= Earl Durand =

American outlaw

Walter Earl Durand (January 9, 1913 – March 24, 1939) was an American from Wyoming who became known as an outlaw after he escaped from jail. He killed a total of four officers in the course of resisting capture, two at his house, and two who tried to apprehend him during an 11-day manhunt in the Beartooth Mountains (near the mouth of Clarks Fork Canyon) of Wyoming.

==Early life and education==
Walter Earl Durand was born in 1913 to parents who were farmers in Powell, Wyoming, where he grew up. He learned all about farming and hunting.

==Mountain man==
Durand was a mountain man who lived off the land in the mountains of Wyoming during the years following the Great Depression. He was arrested for poaching elk, as he did not believe in the new hunting license system and refused to get a license.

While in jail in Cody, Wyoming, Durand escaped by taking a Deputy sheriff/Jailer's gun and forcing the officer to drive him into the countryside before he returned to his home. Durand shot and killed two police officers who came to his house to take him back to jail; then he armed himself and headed into the wilderness of the Beartooth Mountains.

The prosecutor initially deputized 10 men to form a posse to find and bring Durand in for trial. Durand shot and killed two of the possemen who were searching for him. The manhunt grew to include the FBI, sharp shooters, the Wyoming National Guard with artillery from Fort Warren, civilians, and an airplane fitted with tear gas and dynamite bombs.

During the manhunt, Durand eluded the pursuers for several days. He car-jacked a vehicle and drove it to Powell, where he attempted to rob a bank. He spent several minutes shooting at the windows and walls of the bank. Durand took several hostages, one of whom was killed by a citizen trying to shoot and take down Durand as they left the bank. After being shot by Tip Cox, Durand crawled back into the bank; there he killed himself with a shot to the neck.
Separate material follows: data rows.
Issue #2713, opened 2017-09-30
PHPUnit 6.x fails


mwjames:
### Setup and configuration

- SMW version: all
- PHP version: 7.1

### Issue:

Requires https://phabricator.wikimedia.org/T177132 (MediaWiki core)

#### Fatal error: Class 'PHPUnit_ ...

The first issue one encounters is that PHPUnit doesn't declare any aliases so before it starts y'd be greeted with:

* `Fatal error: Class 'PHPUnit_Framework_TestCase' not found in ...`
* `Fatal error: Class 'PHPUnit_Framework_TestResult' not found in ...`
* `Fatal error: Class 'PHPUnit_Framework_Assert' not found in ...`

Adding the following aliases removes above error messages.

```
class_alias( 'PHPUnit\Framework\TestCase', 'PHPUnit_Framework_TestCase' );
class_alias( 'PHPUnit\Framework\TestResult', 'PHPUnit_Framework_TestResult' );
class_alias( 'PHPUnit\Framework\Assert', 'PHPUnit_Framework_Assert' );
```

#### Error: Call to undefined method

The next issue is:

`Error: Call to undefined method SMW\Tests\...::setExpectedException()` [0], doing a quick `git grep -l 'setExpectedException' | xargs sed -i 's/setExpectedException/expectException/g'` solves the issue and have the tests pass as before with:

```
Using PHP 7.1.1

Semantic MediaWiki: 3.0.0-alpha (7e9a979, SMWSQLStore3, mysql)
MediaWiki:          1.30.0-alpha (38999cc, MediaWiki vendor autoloader)
Site language:      en

Execution time:     2017-09-30 09:33
Debug logs:         Disabled
Xdebug:             Disabled (or not installed)

PHPUnit 6.3.0 by Sebastian Bergmann and contributors.

Runtime:       PHP 7.1.1
Configuration: D:\xampp\htdocs\mw-master-phpunit\extensions\SemanticMediaWiki\phpunit.xml.dist

.............................................................   61 / 5544 (  1%)
...
......................................................        5544 / 5544 (100%)

Tests: 5544, Assertions: 15616, Warnings: 4, Skipped: 15.

```

Unfortunately, `expectException` is unknown before PHPUnit 5.2 therefore replacing it as of now is not possible.

[0] https://github.com/sebastianbergmann/phpunit/issues/2074#issuecomment-183472385

JeroenDeDauw:
[...]

PR #2968, opened 2018-01-27
Use `Maintenance::getDB` in `setupStore.php`, refs 2963

### LINKED ISSUE #2963: setupStore.php: Use wgDBadminuser instead wgDBuser
When setting $wgDBadminuser and -password in LocalSetttings.php the setupStore.php maintenance script, should use these instead of $wgDBuser and -password, as its done by native MediaWiki maintenance scripts, c.f. https://www.mediawiki.org/wiki/Manual:$wgDBadminuser .

### Steps to reproduce
configure remove CREATE TABLE, etc. rights from the mysql user your semantic mediawiki is using, and try to install/upgrade semantic mediawiki -> Tables does not get created.

mwjames:
This PR is made in reference to: #2963

- Adds `CallbackConnectionProvider`
- Uses `Maintenance::getDB` in `setupStore.php` which is expected to address #2963 (`$wgDBadminuser` issue) but has not explicitly tested whether this resolves it or not

This PR includes:
- [x] CI build passed

Fixes #2963

### DIFF
--- a/maintenance/setupStore.php
+++ b/maintenance/setupStore.php
@@ -5,6 +5,8 @@ namespace SMW\Maintenance;
 use SMW\Store;
 use SMW\StoreFactory;
 use Onoi\MessageReporter\MessageReporterFactory;
+use SMW\Connection\ConnectionManager;
+use SMW\Connection\CallbackConnectionProvider;
 use SMW\SQLStore\Installer;
 
 $basePath = getenv( 'MW_INSTALL_PATH' ) !== false ? getenv( 'MW_INSTALL_PATH' ) : __DIR__ . '/../../..';
@@ -110,6 +112,24 @@ class SetupStore extends \Maintenance {
 			$messageReporter = MessageReporterFactory::getInstance()->newObservableMessageReporter();
 			$messageReporter->registerReporterCallback( array( $this, 'reportMessage' ) );
 		}
+
+		// #2963 Use the DB handler from the Maintenance script which may access
+		// the `$wgDBadminuser` instead of the regular `$wgDBuser`
+		$callbackConnectionProvider = new CallbackConnectionProvider( function() {
+				return $this->getDB( DB_MASTER );
+			}
+		);
+
+		$connectionManager = new ConnectionManager();
+
+		$connectionManager->registerConnectionProvider(
+			DB_MASTER,
+			$callbackConnectionProvider
+		);
+
+		$store->setConnectionManager(
+			$connectionManager
+		);
 
 		$store->setMessageReporter(
 			$messageReporter
--- a/src/Connection/CallbackConnectionProvider.php
+++ b/src/Connection/CallbackConnectionProvider.php
@@ -1,0 +1,55 @@
+<?php
+
+namespace SMW\Connection;
+
+use Closure;
+
+/**
+ * @license GNU GPL v2+
+ * @since 3.0
+ *
+ * @author mwjames
+ */
+class CallbackConnectionProvider implements ConnectionProvider {
+
+	/**
+	 * @var callable
+	 */
+	private $callback;
+
+	/**
+	 * @var mixed
+	 */
+	private $connection;
+
+	/**
+	 * @since 3.0
+	 *
+	 * @param callable $callback
+	 */
+	public function __construct( callable $callback ) {
+		$this->callback = $callback;
+	}
+
+	/**
+	 * @since 3.0
+	 *
+	 * @return mixed
+	 */
+	public function getConnection() {
+
+		if ( $this->connection === null ) {
+			$this->connection = call_user_func( $this->callback );
+		}
+
+		return $this->connection;
+	}
+
+	/**
+	 * @since 3.0
+	 */
+	public function releaseConnection() {
+		$this->connection = null;
+	}
+
+}
--- a/tests/phpunit/Unit/Connection/CallbackConnectionProviderTest.php
+++ b/tests/phpunit/Unit/Connection/CallbackConnectionProviderTest.php
@@ -1,0 +1,69 @@
+<?php
+
+namespace SMW\Tests\Connection;
+
+use SMW\Connection\CallbackConnectionProvider;
+
+/**
+ * @covers \SMW\Connection\CallbackConnectionProvider
+ * @group semantic-mediawiki
+ *
+ * @license GNU GPL v2+
+ * @since 3.0
+ *
+ * @author mwjames
+ */
+class CallbackConnectionProviderTest extends \PHPUnit_Framework_TestCase {
+
+	private $conection;
+
+	public function setUp() {
+
+		$this->connection = $this->getMockBuilder( '\stdClass' )
+			->disableOriginalConstructor()
+			->getMock();
+	}
+
+	public function testCanConstruct() {
+
+		$callback = function() {};
+
+		$this->assertInstanceOf(
+			CallbackConnectionProvider::class,
+			new CallbackConnectionProvider( $callback )
+		);
+	}
+
+	public function getConnection() {
+		return $this->connection;
+	}
+
+	public function testGetConnectionFormCallback() {
+
+		$callback = function() {
+			return $this->connection;
+		};
+
+		$instance = new CallbackConnectionProvider(
+			$callback
+		);
+
+		$this->assertEquals(
+			$this->connection,
+			$instance->getConnection()
+		);
+	}
+
+	public function testGetConnectionFormStaticCallback() {
+
+		$instance = new CallbackConnectionProvider(
+			[ $this, 'getConnection' ]
+		);
+
+		$this->assertEquals(
+			$this->connection,
+			$instance->getConnection()
+		);
+	}
+
+}


mwjames:
@kghbln This passes the test suite which means it should be safe to use whether it addresses the `$wgDBadminuser` issue or not but it would be good to confirm the assumption somehow.

maintenance/setupStore.php
```diff
@@ -111,6 +113,24 @@ public function execute() {
...
+
+		$connectionManager->registerConnectionProvider(
+			DB_MASTER,
+			$callbackConnectionProvider
+		);
+
+		$store->setConnectionManager(
+			$connectionManager
+		);
+
```
JeroenDeDauw: Looks like this should be a single function. No need to have these two new variables in scope longer, or to access the ones already in scope. Plus this function is already very long, with lots of random details (thus mixed levels of abstractions) in it.

src/Connection/CallbackConnectionProvider.php
```diff
@@ -0,0 +1,55 @@
...
+	 * @param Closure $callback
+	 */
+	public function __construct( Closure $callback ) {
+		$this->callback = $callback;
+	}
+
+	/**
+	 * @since 3.0
+	 *
+	 * @return mixed
```
JeroenDeDauw: Should this not be a connection thing?

src/Connection/CallbackConnectionProvider.php
```diff
@@ -0,0 +1,55 @@
...
+	 * @var mixed
+	 */
+	private $connection;
+
+	/**
+	 * @since 3.0
+	 *
+	 * @param Closure $callback
+	 */
+	public function __construct( Closure $callback ) {
```
JeroenDeDauw: `callable` is less restrictive and has no downsides as far as I know

tests/phpunit/Unit/Connection/CallbackConnectionProviderTest.php
```diff
@@ -0,0 +1,48 @@
...
+			CallbackConnectionProvider::class,
+			new CallbackConnectionProvider( $callback )
+		);
+	}
+
+	public function testGetConnection() {
+
+		$connection = $this->getMockBuilder( '\stdClass' )
+			->disableOriginalConstructor()
+			->getMock();
```
JeroenDeDauw: huh?! This is the same as `$connection = new \stdClass()` no?

tests/phpunit/Unit/Connection/CallbackConnectionProviderTest.php
```diff
@@ -0,0 +1,48 @@
...
+
+	public function testCanConstruct() {
+
+		$callback = function() {};
+
+		$this->assertInstanceOf(
+			CallbackConnectionProvider::class,
+			new CallbackConnectionProvider( $callback )
+		);
+	}
```
JeroenDeDauw: IMO this does not add value and is thus harmful clutter. (Yes I realize I introduced the first tests like this in the codebase, this was a mistake)

tests/phpunit/Unit/Connection/CallbackConnectionProviderTest.php
```diff
@@ -0,0 +1,48 @@
...
+
+	public function testGetConnection() {
```
JeroenDeDauw: This is not a descriptive name. I suggest doing something like `testGetConnectionReturnsTheCallbacksReturnValue`.

tests/phpunit/Unit/Connection/CallbackConnectionProviderTest.php
JeroenDeDauw: Also beware that this PHPUnit syntax is not compatible with the latest versions of PHPUnit. I don't know if it is easy to switch to using a more recent version of PHPUnit (with SMW being a MW extension and all...), though if possible, doing this sooner rather than later will save migration work.

src/Connection/CallbackConnectionProvider.php
mwjames: No, it is a generic callback therefore you type. The invoker is responsible to make the right choice.

tests/phpunit/Unit/Connection/CallbackConnectionProviderTest.php
mwjames: This should work in any version, or? and if not what changed?

> to switch to using a more recent version of PHPUnit (with SMW being a MW extension and all...)

2713 has the details!

mwjames:
> Also beware that you did not test most of the new code (the new test only covers arguably the simplest addition)

That is not true,it is covered by the integration test.

tests/phpunit/Unit/Connection/CallbackConnectionProviderTest.php
mwjames: Feel free to changed it, it works for me.

tests/phpunit/Unit/Connection/CallbackConnectionProviderTest.php
mwjames: It works for me!

src/Connection/CallbackConnectionProvider.php
mwjames: Yes, but nothing is wrong with `Closure` and it doesn't impose a functional impairment.

JeroenDeDauw: It does: you can only provide Closures like this. You can't pass in 'globalFunctionName', 'SomeClass::staticFunction' or $instanceOfClassThatIsCallable

src/Connection/CallbackConnectionProvider.php
JeroenDeDauw: I understand that this function cannot guarantee the type that is returned. Though I think this does not really matter for the return type. The return type is about indicating what it should return. Of course this should match what the callback is supposed to return. Unless I am misunderstanding the code, in both cases this should be a connection, whatever a connection is. Weirdly enough the ConnectionProvider interface does not mention a specific type. Is that understanding wrong?

tests/phpunit/Unit/Connection/CallbackConnectionProviderTest.php
JeroenDeDauw: I'm not set on having this particular bit of code look one way or the other. What I am doing here with my time is giving you some advice, which you are of course free to ignore. Naming your test methods badly indeed "will work". Naming them more descriptive will work better, both for yourself, and to a bigger degree for other people. Not writing any tests also "will work". I recall giving advice to this one specific contributor several years ago that writing tests is a good idea, and at first getting a bunch of outraged "oh, so now I need to write tests for everything?!". I was happy to see this person changed their mind, wrote a lot of tests, and now encourages other people to do the same. If they had stayed at "it works for me", that'd have been a shame.

tests/phpunit/Unit/Connection/CallbackConnectionProviderTest.php
JeroenDeDauw: https://github.com/SemanticMediaWiki/SemanticMediaWiki/issues/2713

JeroenDeDauw: Oh... actually this might indeed *work* in the latest PHPUnit. I'm not sure as I have not used this format recently. Which is because it does not make sense to use this form there. You'd just do `$connection = $this->createMock( '\stdClass' )`

At least you would if there was reason to use the mock API. Why not just create the instance like in my first comment?

tests/phpunit/Unit/Connection/CallbackConnectionProviderTest.php
mwjames: Let not mix functional relevancy (which is to use a unit test to verify that what is expected can actually be asserted) with cosmetic preference which the later is about. We do agree that descriptive names may help others to understand the code in question but for a class with one single responsibility we don't have go in circles here and keep discussing a dead horse.

src/Connection/CallbackConnectionProvider.php
mwjames: Right, yes that is the only valid functional argument I have seen in this thread that should be reconsidered to allow for something like [ $this, '...' ]. [0] requires PHP 5.4 which is fine given that min req. is PHP 5.5.

[0] http://php.net/manual/de/language.types.callable.php

tests/phpunit/Unit/Connection/CallbackConnectionProviderTest.php
mwjames: > harmful clutter

Disagree, this allows to check whether the constructor does work or not.

mwjames:
@kghbln Would be nice if you could test this with the `wgDBadminuser` user thing as I'd like to finish this up.

tests/phpunit/Unit/Connection/CallbackConnectionProviderTest.php
JeroenDeDauw: So you are saying that in classes with a single responsibility good naming is not important as long as the classes do their job? And also that I am wasting my time even bringing this up?

JeroenDeDauw:
> That is not true,it is covered by the integration test.

What integration test? One that was already there? That verify the correctness of the new code if it was already there and did not fail before the new code was added. In such a case you could refactor the code, accidentally break the new behavior, and still have the test passing.

kghbln:
> Would be nice if you could test this with the wgDBadminuser user thing as I'd like to finish this up.

I will switch sandbox today. Will it be possible to back-port this to 2.5.x once I confirmed it is working on master?

kghbln:
@mwjames The field test just failed. "setupStore.php" still uses user and password defined with `$wgDBuser` and `$wgDBpassword` respectively. `$wgDBadminuser` and `$wgDBadminpassword` also defined is being ignored.

mwjames:
> The field test just failed. "setupStore.php" still uses user and password defined

Well. after browsing the `Maintenance` class it became clear that we need to set `\Maintenance::DB_ADMIN` to force a preference for the `admin` related user.

kghbln:
> Well. after browsing the `Maintenance` class it became clear that we need to set `\Maintenance::DB_ADMIN` to force a preference for the `admin` related user.

No worries and thanks for the fix. I will do another field test after the next update on sandbox.

kghbln:
> I will do another field test after the next update on sandbox.

Works perfect now. Thanks a lot!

==Representation in other media==
The 11-day manhunt was widely covered by the national press, with Durand being nicknamed "Tarzan of the Tetons". Inspired by the manhunt, the film Wyoming Outlaw was rapidly produced: the B movie starring John Wayne appeared in theaters 3 months after Durand's death. Durand was later portrayed by Peter Haskell in a Hollywood biopic, The Legend of Earl Durand (1974). Singer/songwriter Charlie Brown's "The Ballad of Earl Durand", from his 1967 album Teton Tea Party, was included on The Best of Broadside 1962-1988.